*** Opening of Task material ***

PR #494, opened 2022-11-15
Peter/interlend  my borrow positions impl

peterslany:
Opening smaller PR for getter of my borrow positions, last data fetching method needed for the UI.

### DIFF
--- a/src/parachain/loans.ts
+++ b/src/parachain/loans.ts
@@ -1,5 +1,5 @@
 import { AccountId } from "@polkadot/types/interfaces";
-import { KBtc, Kintsugi, MonetaryAmount } from "@interlay/monetary-js";
+import { Kintsugi, MonetaryAmount } from "@interlay/monetary-js";
 import {
     BorrowPosition,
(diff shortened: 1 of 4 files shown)


src/parachain/loans.ts
```diff
@@ -304,7 +313,45 @@ export class DefaultLoansAPI implements LoansAPI {
         };
     }
 
-    async getLendPositionsOfAccount(accountId: AccountId): Promise<Array<LendPosition>> {
+    _calculateEarnedDebt(borrowedAmount: Big, snapshotBorrowIndex: Big, currentBorrowIndex: Big): Big {
```
savudani8, line 316: Since debt is a liability rather than an asset, "earned" isn't the best wording here. I suggest renaming this to `_calculateAccumulatedDebt`.

savudani8 (approved):

src/parachain/loans.ts
peterslany: good suggestion, thanks!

*** Close of Task material ***

Your assignment:
Which lines of the data above contain the string "AccountId"? Copy each of them.

Written answer:
 import { AccountId } from "@polkadot/types/interfaces";
-    async getLendPositionsOfAccount(accountId: AccountId): Promise<Array<LendPosition>> {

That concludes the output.